The Produser in the Intimate Public of Australian Young Adult Literature Publishing

Produsage and Electronic Word of Mouth

The emergence of social networking sites with inbuilt participatory functionality has conflated consumer and producer roles in media engagement, creating the user who also produces content, the ‘produser’ (Bruns 2008). ‘Produsage’ refers to the active interaction with and contribution of creative product to online platforms by non-professionals who would otherwise be considered consumers (Hinton & Hjorth, 2013, p. 61). The ease of digital self-publication through online platforms enables new routes of content production that bypass selection and dissemination by traditional gatekeepers such as publishers, galleries and museums. This article will examine the interplay between produsers within the locational intimate public of Young Adult enthusiasts based in Australia and established, financed publishers.
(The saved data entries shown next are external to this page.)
PR #320, opened 2016-06-30
fix assertion message formatting

mhamrle:
Fail and HTTPBodyNotContains expected that Fail formats messages.


ernesto-jimenez:
@mhamrle those methods are in need of a good refactor :)

I'm merging because of the change to `Error` :)

ernesto-jimenez:
thanks!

The phenomenon of blogging demonstrates this shift to the production of content ‘created outside of professional routines and platforms’ by amateur produsers (OECD, 2007, p. 8). Fashion, food and interior design blogs exemplify how the capacity to publish displays of consumption and taste online can allow an ordinary consumer to build an audience,

that historically was only available to institutionally located professionals… by means of publicly consuming: choosing, evaluating, and engaging with clothing (in our focal example) and posting accounts of this consumption that garner a large audience of strangers. (McQuarrie, Miller and Phillips, 2012, p. 1)
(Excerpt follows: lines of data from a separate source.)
PR #324, opened 2016-07-05
Include type information in output

### LINKED ISSUE #322: assert.Equal and similar output should be explicit about type inequality
In `assert.Equal(t, a, b)` if `a` and `b` do not have the same type, the test will fail, but the output will be the same as a value equality test failure.

It is confusing, because on complex equality assertion, ones might not realize the problem is different type, not unequal values. 

Consider this example:

```
type struct Foo { V int }
type Foos []Foo
```

```
assert.Equal(t, Foos{{1}, {2}}, Foos{{1}, {2})
```

compared to:

```
assert.Equal(t, Foos{{1}, {2}}, []Foo{{1}, {2})
```

The second case will fail with a "not equal" message.

Instead, `assert.Equal` and similar should output an explicit message about type inequality.

cc @abhinav @prashantv @breely

jredville:
Modifies the output of (assert|require).Equal to include the type of the variables being compared

Fixes #322

### DIFF
--- a/assert/assertions.go
+++ b/assert/assertions.go
@@ -262,8 +262,8 @@ func Equal(t TestingT, expected, actual interface{}, msgAndArgs ...interface{}) 
 
 	if !ObjectsAreEqual(expected, actual) {
 		diff := diff(expected, actual)
-		return Fail(t, fmt.Sprintf("Not equal: %#v (%[1]T (expected)\n"+
-			"        != %#v %[2]T (actual)%s", expected, actual, diff), msgAndArgs...)
+		return Fail(t, fmt.Sprintf("Not equal: %#v (%[1]T) (expected)\n"+
+			"        != %#v (%[2]T) (actual)%s", expected, actual, diff), msgAndArgs...)
 	}
 
 	return true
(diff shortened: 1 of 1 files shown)


assert/assertions.go
```diff
@@ -262,8 +262,8 @@ func Equal(t TestingT, expected, actual interface{}, msgAndArgs ...interface{})
 
 	if !ObjectsAreEqual(expected, actual) {
 		diff := diff(expected, actual)
-		return Fail(t, fmt.Sprintf("Not equal: %#v (expected)\n"+
-			"        != %#v (actual)%s", expected, actual, diff), msgAndArgs...)
+		return Fail(t, fmt.Sprintf("Not equal: %#v (%[1]T (expected)\n"+
```
mhamrle: There is one extra parenthesis. Should be
```
"Not equal: %#v %[1]T (expected)\n"
```

jredville: Fixed in 924cf70. I actually wanted the type info in parentheses, so I added the missing ones

ernesto-jimenez:
Thanks @jredville,

This is a duplicate of what #327 is solving, so closing this one :)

McQuarrie et. al. (2012) call this potential ‘the megaphone effect’ (p. 1). The megaphone effect allows produsers to generate what Kietzmann and Canhoto call ‘electronic word of mouth’ amongst peers within a subculture operating online (2013). Positive electronic word of mouth can result in free outsourced publicity, amplify brand recognition and increase sales for consumer brands and products featured on consumption-based blogs (Kietzmann and Canhoto, 2013, p. 1). Conversely, negative electronic word of mouth communicated through social media can have significant financial costs; for example, the 2009 Sons of Maxwell trilogy of protest songs ‘United Breaks Guitars’ by country singer David Carroll, whose guitar had been broken on a United Airlines flight the previous year, amassed 2.3 million views within twelve days and resulted in a public relations embarrassment that cost the airline an estimated $180 million (Sons of Maxwell, 2009; Kietzmann and Canhoto, 2001, p. 1; Ayers, 2009).

I should have flown with someone else / or gone by car / ‘cause United breaks guitars

In 2013, self help publisher Hay House published United Breaks Guitars: The Power of One Voice in the Age of Social Media, a book by David Carroll about the impact that the viral ‘United Breaks Guitars’ song had on his struggle for compensation (Sons of Maxwell, 2012). Thus, this example of the negative potential of electronic word of mouth also illustrates how user created content can converge new and traditional media.
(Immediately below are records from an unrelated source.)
PR #326, opened 2016-07-06
Fix CallerInfo in go-routine

mhamrle:
CallerIfo returned empty array if it is called from go-routine.


ernesto-jimenez:
@mhamrle thanks, this has been fixed in #343.

PR #327, opened 2016-07-07
Clarify assert.Equal failure message given mismatched numeric types

### LINKED ISSUE #155: Return a proper error message when we have type mismatching
It took a lot of time to understand this broken test
```
--- FAIL: TestClickEvent (0.00s)
	Location:	click_test.go:70
	Error:		Not equal: 2 (expected)
			        != 2 (actual)
```

and the reason was that those values had different types: `int32` and `int`.

Would be really good to return a proper error message.

jveski:
Resolves #155.

This change causes type names to be printed when the failure message would otherwise be ambiguous. Specifically, it addresses equality assertions on numeric values of unlike types.

### Example
_Before:_
```go
assert.Equal(t, int64(123), int32(123))
//
// Not equal: 123 (expected)
//       != 123 (actual)
```

_After:_
```go
assert.Equal(t, int64(123), int32(123))
//
// Not equal: int64(123) (expected)
//      != int32(123) (actual)
```

### DIFF
--- a/assert/assertions.go
+++ b/assert/assertions.go
@@ -262,12 +262,51 @@ func Equal(t TestingT, expected, actual interface{}, msgAndArgs ...interface{}) 
 
 	if !ObjectsAreEqual(expected, actual) {
 		diff := diff(expected, actual)
-		return Fail(t, fmt.Sprintf("Not equal: %#v (expected)\n"+
-			"        != %#v (actual)%s", expected, actual, diff), msgAndArgs...)
+		expected, actual = formatUnequalValues(expected, actual)
+		return Fail(t, fmt.Sprintf("Not equal: %v (expected)\n"+
+			"        != %v (actual)%s", expected, actual, diff), msgAndArgs...)
 	}
 
 	return true
 
+}
+
+// formatUnequalValues takes two values of arbitrary types and returns string
+// representations appropriate to be presented to the user.
+//
+// If the values are not of like type, the returned strings will be prefixed
+// with the type name, and the value will be enclosed in parenthesis similar
+// to a type conversion in the Go grammar.
+func formatUnequalValues(expected, actual interface{}) (e string, a string) {
+	aType := reflect.TypeOf(expected)
+	bType := reflect.TypeOf(actual)
+
+	if aType != bType && isNumericType(aType) && isNumericType(bType) {
+		return fmt.Sprintf("%v(%#v)", aType, expected),
+			fmt.Sprintf("%v(%#v)", bType, actual)
+	}
+
+	return fmt.Sprintf("%#v", expected),
+		fmt.Sprintf("%#v", actual)
+}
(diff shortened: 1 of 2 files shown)


assert/assertions.go
```diff
@@ -262,14 +262,53 @@ func Equal(t TestingT, expected, actual interface{}, msgAndArgs ...interface{})
...
+	"uint":    true,
+	"uint8":   true,
+	"uint16":  true,
+	"uint32":  true,
+	"uint64":  true,
+}
+
+func isNumericType(t reflect.Type) bool {
+	return numericTypes[t.String()]
+}
```
ernesto-jimenez: Instead of this, you can do:

```go
func isNumericType(t reflect.Type) bool {
	switch t.Kind() {
	case reflect.Int, reflect.Int8, reflect.Int16, reflect.Int32, reflect.Int64:
		return true
	case reflect.Uint, reflect.Uint8, reflect.Uint16, reflect.Uint32, reflect.Uint64:
		return true
	case reflect.Float32, reflect.Float64:
		return true 
	}
	return false
}
```

assert/assertions_test.go
```diff
@@ -195,6 +195,20 @@ func TestEqual(t *testing.T) {
...
+	Equal(t, `"bar"`, actual, "value should not include type")
+
+	expected, actual = formatUnequalValues(123, 123)
+	Equal(t, `123`, expected, "value should not include type")
+	Equal(t, `123`, actual, "value should not include type")
+
+	expected, actual = formatUnequalValues(int64(123), int32(123))
+	Equal(t, `int64(123)`, expected, "value should include type")
+	Equal(t, `int32(123)`, actual, "value should include type")
+}
```
ernesto-jimenez: Include a check for a struct.

assert/assertions.go
```diff
@@ -262,14 +262,53 @@ func Equal(t TestingT, expected, actual interface{}, msgAndArgs ...interface{})
 
 	if !ObjectsAreEqual(expected, actual) {
 		diff := diff(expected, actual)
-		return Fail(t, fmt.Sprintf("Not equal: %#v (expected)\n"+
-			"        != %#v (actual)%s", expected, actual, diff), msgAndArgs...)
+		expected, actual = formatUnequalValues(expected, actual)
+		return Fail(t, fmt.Sprintf("Not equal: %v (expected)\n"+
+			"        != %v (actual)%s", expected, actual, diff), msgAndArgs...)
```
ernesto-jimenez: since `expected` and `actual` are going to be strings, we can use `%s` in Sprintf

jveski:
@ernesto-jimenez no worries on the delay and I just pushed three commits with the changes you requested.

btw thanks for maintaining this lib. It's really useful, and I know being a maintainer of projects like this can be rough, so thanks. 👍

It showed that maybe times were changing and power held by few / was being transferred to the many and what one voice can do

Book Publishing, Intimate Publics and Networked Communities among Australian Young Adult Literature Enthusiasts

Aspects of the OzYA Intimate Public

In the public imagination, book publishing – the business of the production and distribution of books for purchase by the public – embodies the traditional producer-content-consumer model of media production. As recently as five years ago, an article in Publishers Weekly dismissed Twitter ‘more of a time suck than anything else’ (Deahl, 2010), but since then there has been widespread adoption of participatory social media platforms across the book publishing industry as important sites for potential business opportunities (Driscoll, 2013, p. 104), through the emphasis of publishing as a ‘commercial enterprise founded on fostering human interconnectedness… Reading is always a social act’ (Davis, 2012, p. 13). The recent 2015 Sydney Writers’ Festival featured the live production of The Book of Days, an illustrated anthology including festival patron contributions via typewriters in-situ and via Twitter using the hash tag #SWFBOD.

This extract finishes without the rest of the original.